Le type de cancer dont tu es décédée selon tes médecins
aurait pour origine lointaine celui du sein pour lequel tu
avais été soignée et guérie, je le croyais du moins, il y a
une trentaine d’années, avant notre départ pour l’Iran. Astu souffert ? Ce n’est pas l’impression que tu donnais ou
essayais de donner durant la dernière semaine pendant
laquelle tu as été hospitalisée et que j’ai passée à ton chevet. Selon les infirmières et les médecins tu nous aurais
quittés sans souffrances. J’ai des doutes. C’est du moins le
sentiment que tu voulais laisser. Une sorte de départ discret, sans faire de bruit, comme sur la pointe des pieds,
avec un soupçon de sourire aux lèvres jusqu’à la fin,
comme pour nous dire « à bientôt mes amis ».
Quelle leçon de courage et de dignité devant la mort !
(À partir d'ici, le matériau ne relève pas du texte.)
PR #1435, opened 2021-08-05
Allow ref in oneOf/notOneOf

### LINKED ISSUE #1360: oneof with reference to array
I am having hard time to get this work. There is no much about ref in documentation and only example I found is password reference however I need to refer whole list which appears it is not working or am I doing something wrong?

here is my simple schema:
```
const validationSchema = object<SchemaFor<FormData>>({
  adminName: string().required(),
  categoryIds: array().min(1),
  mainCategoryId: string()
    .required()
    .oneOf([ref('categoryIds')])
});
```

despite I validate following data:
```
{
  "adminName": "Some Name",
  "categoryIds": [
    "cfd08de5-6ade-474d-be0c-2f806cda65db",
    "beee9dc9-c472-44e6-808a-1d8c896d8fe1"
  ],
  "mainCategoryId": "cfd08de5-6ade-474d-be0c-2f806cda65db"
}
```
I am still getting following error:
```
{
  "mainCategoryId": "mainCategoryId must be one of the following values: Ref(categoryIds)"
}
```
How ref should be correctly defined in this example?

akmjenkins:
It seemed like a neat idea. Closes #1360

### DIFF
--- a/src/util/ReferenceSet.ts
+++ b/src/util/ReferenceSet.ts
@@ -41,8 +41,11 @@ export default class ReferenceSet {
 
     let item,
       values = this.refs.values();
-    while (((item = values.next()), !item.done))
-      if (resolve(item.value) === value) return true;
+    while (((item = values.next()), !item.done)) {
+      const resolved = resolve(item.value);
+      if((Array.isArray(resolved) && resolved.some(r => r === value)) || resolved === value) return true;
+    }
+      
 
     return false;
   }
--- a/src/util/ReferenceSet.ts
+++ b/src/util/ReferenceSet.ts
@@ -1,5 +1,5 @@
-import Reference from '../Reference';
 import type { SchemaRefDescription } from '../schema';
+import Reference from '../Reference';
 
 export default class ReferenceSet {
   list: Set<unknown>;
--- a/test/mixed.js
+++ b/test/mixed.js
@@ -174,12 +174,13 @@ describe('Mixed Types ', () => {
   });
 
   it('should limit values with a ref', async () => {
-    let context = { someValues: [1,2,3] };
+    let someValues = [1,2,3];
+    let context = { someValues };
     let inst = mixed().oneOf(ref('$someValues'));
     await inst.validate(1,{context}).should.eventually.equal(1);
     await inst.validate(4,{context}).should.be.rejected().then(err => {
       err.type.should.equal('oneOf')
-      expect(err.params.resolved).to.deep.equal(context.someValues)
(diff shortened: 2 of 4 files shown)


test/mixed.js
```diff
@@ -173,6 +173,15 @@ describe('Mixed Types ', () => {
     );
   });
 
+  it('should limit values with a ref', async () => {
+    let context = { someValues: [1,2,3] };
+    let inst = mixed().oneOf(ref('$someValues'));
```
jquense, line 178: this is cool but i think it behaves differently than what someone would expect. I _ think_ what folks are asking for is that the array of values the ref resolves to be the list of valid values, as in 1, 2, or 3 would be valid values. That is a good bit harder to implement and i'm not sure that it'd be worth it

src/util/ReferenceSet.ts
```diff
@@ -41,8 +41,11 @@ export default class ReferenceSet {
 
     let item,
       values = this.refs.values();
-    while (((item = values.next()), !item.done))
-      if (resolve(item.value) === value) return true;
+    while (((item = values.next()), !item.done)) {
+      const resolved = resolve(item.value);
+      if((Array.isArray(resolved) && resolved.some(r => r === value)) || resolved === value) return true;
```
jquense, line 46: So this does work but it breaks the other case, where someone did "array().oneOf([ref('someArray')])` Admittedly that isn't very useful to do but it's confusing that array ref values are automatically flattened like this

akmjenkins: Interestingly, it does not break that case because of the `|| resolved == value`

Indeed, the following test passes:
```
    const r = [1,2,3];
    const m = array().oneOf([ref('$r')]).validateSync(r,{context:{r}});
    m.should.equal(r);
```

I could add it if you like.

But I also understand the hesitance to muddle this logic as well. It might seem more suitable to just instruct the user to add a custom test, which can easily be done in userland without further complicating the core.

jquense: I like this feature...I wonder if maybe we just tag the ref with `flatten = true` or something and then check for that in the ref set resolution logic?

akmjenkins: @jquense well, to be clear, due to #1437 getting merged, you can no longer do an equality comparison on the arrays - i.e. array().oneOf([ref('$someArray')]) - would no longer work due to the way concat works [here](https://github.com/jquense/yup/blob/master/src/util/ReferenceSet.ts#L30). 

Maybe I can fix that behaviour (allow the equality check) in this PR, and add the flatten flag as you suggest?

En ai-je été conscient à ce moment-là ? Je crains que non,
là encore, j’y reviendrai souvent, je crois que je m’en voudrais le restant de ma vie. Je savais que tu étais en train de
nous quitter, oui, mais je n’y croyais pas, non je ne parvenais pas à y croire, ma chérie. Je te prie encore de me
pardonner.
J’ignore de quoi sera fait demain. Ce triste événement
manquera à coup sûr un ultime et nouveau tournant pour
moi. Je vais essayer de faire le récit de ce qui va se passer
dans les semaines et les mois à venir, je l’ignore pour
l’instant, ne serait-ce que pour en garder les traces, les
dispositions d’esprit dans lesquelles ta maladie d’abord,
puis ta mort m’ont subitement plongé.